Data for review
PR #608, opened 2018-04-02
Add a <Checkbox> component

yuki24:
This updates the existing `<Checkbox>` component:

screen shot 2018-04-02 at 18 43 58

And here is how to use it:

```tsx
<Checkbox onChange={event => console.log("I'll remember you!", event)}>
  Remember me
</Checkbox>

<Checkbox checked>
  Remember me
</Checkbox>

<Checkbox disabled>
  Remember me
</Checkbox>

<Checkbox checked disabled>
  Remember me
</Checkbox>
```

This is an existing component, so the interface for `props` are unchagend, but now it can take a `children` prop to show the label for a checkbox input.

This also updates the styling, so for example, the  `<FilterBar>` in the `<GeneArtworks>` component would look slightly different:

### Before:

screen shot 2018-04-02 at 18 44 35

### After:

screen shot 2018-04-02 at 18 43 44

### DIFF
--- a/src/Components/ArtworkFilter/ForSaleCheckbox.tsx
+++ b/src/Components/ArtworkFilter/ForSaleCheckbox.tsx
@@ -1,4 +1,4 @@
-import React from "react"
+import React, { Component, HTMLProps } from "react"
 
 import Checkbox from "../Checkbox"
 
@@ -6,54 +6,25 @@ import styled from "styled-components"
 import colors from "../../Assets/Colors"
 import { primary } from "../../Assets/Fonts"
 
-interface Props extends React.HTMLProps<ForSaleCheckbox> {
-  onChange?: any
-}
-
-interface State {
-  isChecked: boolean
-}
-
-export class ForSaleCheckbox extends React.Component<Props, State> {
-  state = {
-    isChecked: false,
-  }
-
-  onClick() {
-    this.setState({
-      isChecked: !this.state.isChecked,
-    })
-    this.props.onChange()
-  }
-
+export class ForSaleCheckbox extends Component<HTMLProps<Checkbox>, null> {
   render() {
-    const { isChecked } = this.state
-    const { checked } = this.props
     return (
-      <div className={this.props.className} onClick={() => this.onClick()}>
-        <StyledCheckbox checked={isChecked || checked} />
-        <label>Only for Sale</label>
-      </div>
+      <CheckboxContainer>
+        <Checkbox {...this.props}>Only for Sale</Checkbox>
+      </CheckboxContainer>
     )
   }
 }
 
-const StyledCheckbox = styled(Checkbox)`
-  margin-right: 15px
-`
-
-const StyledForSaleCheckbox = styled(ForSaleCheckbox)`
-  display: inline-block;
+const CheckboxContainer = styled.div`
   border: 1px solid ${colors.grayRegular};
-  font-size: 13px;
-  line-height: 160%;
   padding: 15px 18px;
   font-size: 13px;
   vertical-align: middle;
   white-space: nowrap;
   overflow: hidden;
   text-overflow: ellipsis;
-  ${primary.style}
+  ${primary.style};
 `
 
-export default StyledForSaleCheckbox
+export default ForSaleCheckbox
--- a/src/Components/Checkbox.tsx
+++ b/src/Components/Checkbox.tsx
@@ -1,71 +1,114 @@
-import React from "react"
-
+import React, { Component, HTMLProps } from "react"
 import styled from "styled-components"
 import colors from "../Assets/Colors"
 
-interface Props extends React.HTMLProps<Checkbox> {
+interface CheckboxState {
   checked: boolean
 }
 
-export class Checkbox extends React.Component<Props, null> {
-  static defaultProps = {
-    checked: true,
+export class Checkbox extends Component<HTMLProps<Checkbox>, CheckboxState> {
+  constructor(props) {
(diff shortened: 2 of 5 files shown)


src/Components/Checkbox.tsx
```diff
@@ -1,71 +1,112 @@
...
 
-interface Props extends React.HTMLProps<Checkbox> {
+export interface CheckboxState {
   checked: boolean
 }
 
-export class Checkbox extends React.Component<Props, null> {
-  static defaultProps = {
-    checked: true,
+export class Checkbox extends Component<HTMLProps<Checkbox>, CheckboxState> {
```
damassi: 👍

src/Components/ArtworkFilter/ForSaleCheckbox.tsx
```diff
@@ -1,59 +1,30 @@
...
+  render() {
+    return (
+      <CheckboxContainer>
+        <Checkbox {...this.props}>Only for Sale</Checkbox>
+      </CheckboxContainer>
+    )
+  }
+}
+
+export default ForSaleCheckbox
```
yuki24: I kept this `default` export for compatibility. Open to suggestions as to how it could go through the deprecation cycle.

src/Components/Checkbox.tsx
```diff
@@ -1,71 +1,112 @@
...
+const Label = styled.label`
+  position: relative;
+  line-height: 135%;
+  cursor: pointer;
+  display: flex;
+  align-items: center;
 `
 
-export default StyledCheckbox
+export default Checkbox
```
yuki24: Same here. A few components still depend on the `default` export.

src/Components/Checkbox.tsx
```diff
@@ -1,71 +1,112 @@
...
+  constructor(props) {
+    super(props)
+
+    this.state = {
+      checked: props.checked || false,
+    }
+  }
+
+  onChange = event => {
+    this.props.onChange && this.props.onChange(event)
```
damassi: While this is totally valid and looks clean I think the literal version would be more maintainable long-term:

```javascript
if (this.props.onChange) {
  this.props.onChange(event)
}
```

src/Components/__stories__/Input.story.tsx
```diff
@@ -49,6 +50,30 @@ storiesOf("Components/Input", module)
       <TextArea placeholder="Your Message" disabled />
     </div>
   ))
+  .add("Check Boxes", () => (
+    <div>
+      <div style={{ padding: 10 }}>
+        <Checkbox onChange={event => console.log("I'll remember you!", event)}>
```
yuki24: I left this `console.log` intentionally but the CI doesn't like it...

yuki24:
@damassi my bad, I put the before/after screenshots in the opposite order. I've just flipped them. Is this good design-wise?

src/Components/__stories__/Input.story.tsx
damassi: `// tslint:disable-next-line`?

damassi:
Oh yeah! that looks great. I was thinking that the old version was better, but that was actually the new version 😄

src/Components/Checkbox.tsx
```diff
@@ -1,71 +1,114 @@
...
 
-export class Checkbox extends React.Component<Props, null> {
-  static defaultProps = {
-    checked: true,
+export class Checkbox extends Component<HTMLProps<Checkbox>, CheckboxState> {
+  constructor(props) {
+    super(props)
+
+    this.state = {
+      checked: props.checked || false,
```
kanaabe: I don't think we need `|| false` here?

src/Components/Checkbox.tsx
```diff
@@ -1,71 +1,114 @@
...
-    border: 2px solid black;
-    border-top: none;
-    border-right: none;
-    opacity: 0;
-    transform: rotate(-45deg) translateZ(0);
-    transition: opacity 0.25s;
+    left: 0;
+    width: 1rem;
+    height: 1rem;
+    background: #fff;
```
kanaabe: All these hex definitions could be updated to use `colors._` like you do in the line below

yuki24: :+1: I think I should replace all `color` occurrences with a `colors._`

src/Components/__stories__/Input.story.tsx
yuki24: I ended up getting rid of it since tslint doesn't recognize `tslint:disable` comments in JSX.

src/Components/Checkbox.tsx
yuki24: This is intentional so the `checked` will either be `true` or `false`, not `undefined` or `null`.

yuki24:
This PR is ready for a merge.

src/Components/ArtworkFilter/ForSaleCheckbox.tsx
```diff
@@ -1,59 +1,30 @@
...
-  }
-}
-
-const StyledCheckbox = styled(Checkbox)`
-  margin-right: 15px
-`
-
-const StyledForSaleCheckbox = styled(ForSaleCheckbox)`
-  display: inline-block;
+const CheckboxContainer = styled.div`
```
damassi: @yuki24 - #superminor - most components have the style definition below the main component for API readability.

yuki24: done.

Instructions for the task
The full listing above should be returned exactly as supplied.

Problem solution
PR #608, opened 2018-04-02
Add a <Checkbox> component

yuki24:
This updates the existing `<Checkbox>` component:

screen shot 2018-04-02 at 18 43 58

And here is how to use it:

```tsx
<Checkbox onChange={event => console.log("I'll remember you!", event)}>
  Remember me
</Checkbox>

<Checkbox checked>
  Remember me
</Checkbox>

<Checkbox disabled>
  Remember me
</Checkbox>

<Checkbox checked disabled>
  Remember me
</Checkbox>
```

This is an existing component, so the interface for `props` are unchagend, but now it can take a `children` prop to show the label for a checkbox input.

This also updates the styling, so for example, the  `<FilterBar>` in the `<GeneArtworks>` component would look slightly different:

### Before:

screen shot 2018-04-02 at 18 44 35

### After:

screen shot 2018-04-02 at 18 43 44

### DIFF
--- a/src/Components/ArtworkFilter/ForSaleCheckbox.tsx
+++ b/src/Components/ArtworkFilter/ForSaleCheckbox.tsx
@@ -1,4 +1,4 @@
-import React from "react"
+import React, { Component, HTMLProps } from "react"
 
 import Checkbox from "../Checkbox"
 
@@ -6,54 +6,25 @@ import styled from "styled-components"
 import colors from "../../Assets/Colors"
 import { primary } from "../../Assets/Fonts"
 
-interface Props extends React.HTMLProps<ForSaleCheckbox> {
-  onChange?: any
-}
-
-interface State {
-  isChecked: boolean
-}
-
-export class ForSaleCheckbox extends React.Component<Props, State> {
-  state = {
-    isChecked: false,
-  }
-
-  onClick() {
-    this.setState({
-      isChecked: !this.state.isChecked,
-    })
-    this.props.onChange()
-  }
-
+export class ForSaleCheckbox extends Component<HTMLProps<Checkbox>, null> {
   render() {
-    const { isChecked } = this.state
-    const { checked } = this.props
     return (
-      <div className={this.props.className} onClick={() => this.onClick()}>
-        <StyledCheckbox checked={isChecked || checked} />
-        <label>Only for Sale</label>
-      </div>
+      <CheckboxContainer>
+        <Checkbox {...this.props}>Only for Sale</Checkbox>
+      </CheckboxContainer>
     )
   }
 }
 
-const StyledCheckbox = styled(Checkbox)`
-  margin-right: 15px
-`
-
-const StyledForSaleCheckbox = styled(ForSaleCheckbox)`
-  display: inline-block;
+const CheckboxContainer = styled.div`
   border: 1px solid ${colors.grayRegular};
-  font-size: 13px;
-  line-height: 160%;
   padding: 15px 18px;
   font-size: 13px;
   vertical-align: middle;
   white-space: nowrap;
   overflow: hidden;
   text-overflow: ellipsis;
-  ${primary.style}
+  ${primary.style};
 `
 
-export default StyledForSaleCheckbox
+export default ForSaleCheckbox
--- a/src/Components/Checkbox.tsx
+++ b/src/Components/Checkbox.tsx
@@ -1,71 +1,114 @@
-import React from "react"
-
+import React, { Component, HTMLProps } from "react"
 import styled from "styled-components"
 import colors from "../Assets/Colors"
 
-interface Props extends React.HTMLProps<Checkbox> {
+interface CheckboxState {
   checked: boolean
 }
 
-export class Checkbox extends React.Component<Props, null> {
-  static defaultProps = {
-    checked: true,
+export class Checkbox extends Component<HTMLProps<Checkbox>, CheckboxState> {
+  constructor(props) {
(diff shortened: 2 of 5 files shown)


src/Components/Checkbox.tsx
```diff
@@ -1,71 +1,112 @@
...
 
-interface Props extends React.HTMLProps<Checkbox> {
+export interface CheckboxState {
   checked: boolean
 }
 
-export class Checkbox extends React.Component<Props, null> {
-  static defaultProps = {
-    checked: true,
+export class Checkbox extends Component<HTMLProps<Checkbox>, CheckboxState> {
```
damassi: 👍

src/Components/ArtworkFilter/ForSaleCheckbox.tsx
```diff
@@ -1,59 +1,30 @@
...
+  render() {
+    return (
+      <CheckboxContainer>
+        <Checkbox {...this.props}>Only for Sale</Checkbox>
+      </CheckboxContainer>
+    )
+  }
+}
+
+export default ForSaleCheckbox
```
yuki24: I kept this `default` export for compatibility. Open to suggestions as to how it could go through the deprecation cycle.

src/Components/Checkbox.tsx
```diff
@@ -1,71 +1,112 @@
...
+const Label = styled.label`
+  position: relative;
+  line-height: 135%;
+  cursor: pointer;
+  display: flex;
+  align-items: center;
 `
 
-export default StyledCheckbox
+export default Checkbox
```
yuki24: Same here. A few components still depend on the `default` export.

src/Components/Checkbox.tsx
```diff
@@ -1,71 +1,112 @@
...
+  constructor(props) {
+    super(props)
+
+    this.state = {
+      checked: props.checked || false,
+    }
+  }
+
+  onChange = event => {
+    this.props.onChange && this.props.onChange(event)
```
damassi: While this is totally valid and looks clean I think the literal version would be more maintainable long-term:

```javascript
if (this.props.onChange) {
  this.props.onChange(event)
}
```

src/Components/__stories__/Input.story.tsx
```diff
@@ -49,6 +50,30 @@ storiesOf("Components/Input", module)
       <TextArea placeholder="Your Message" disabled />
     </div>
   ))
+  .add("Check Boxes", () => (
+    <div>
+      <div style={{ padding: 10 }}>
+        <Checkbox onChange={event => console.log("I'll remember you!", event)}>
```
yuki24: I left this `console.log` intentionally but the CI doesn't like it...

yuki24:
@damassi my bad, I put the before/after screenshots in the opposite order. I've just flipped them. Is this good design-wise?

src/Components/__stories__/Input.story.tsx
damassi: `// tslint:disable-next-line`?

damassi:
Oh yeah! that looks great. I was thinking that the old version was better, but that was actually the new version 😄

src/Components/Checkbox.tsx
```diff
@@ -1,71 +1,114 @@
...
 
-export class Checkbox extends React.Component<Props, null> {
-  static defaultProps = {
-    checked: true,
+export class Checkbox extends Component<HTMLProps<Checkbox>, CheckboxState> {
+  constructor(props) {
+    super(props)
+
+    this.state = {
+      checked: props.checked || false,
```
kanaabe: I don't think we need `|| false` here?

src/Components/Checkbox.tsx
```diff
@@ -1,71 +1,114 @@
...
-    border: 2px solid black;
-    border-top: none;
-    border-right: none;
-    opacity: 0;
-    transform: rotate(-45deg) translateZ(0);
-    transition: opacity 0.25s;
+    left: 0;
+    width: 1rem;
+    height: 1rem;
+    background: #fff;
```
kanaabe: All these hex definitions could be updated to use `colors._` like you do in the line below

yuki24: :+1: I think I should replace all `color` occurrences with a `colors._`

src/Components/__stories__/Input.story.tsx
yuki24: I ended up getting rid of it since tslint doesn't recognize `tslint:disable` comments in JSX.

src/Components/Checkbox.tsx
yuki24: This is intentional so the `checked` will either be `true` or `false`, not `undefined` or `null`.

yuki24:
This PR is ready for a merge.

src/Components/ArtworkFilter/ForSaleCheckbox.tsx
```diff
@@ -1,59 +1,30 @@
...
-  }
-}
-
-const StyledCheckbox = styled(Checkbox)`
-  margin-right: 15px
-`
-
-const StyledForSaleCheckbox = styled(ForSaleCheckbox)`
-  display: inline-block;
+const CheckboxContainer = styled.div`
```
damassi: @yuki24 - #superminor - most components have the style definition below the main component for API readability.

yuki24: done.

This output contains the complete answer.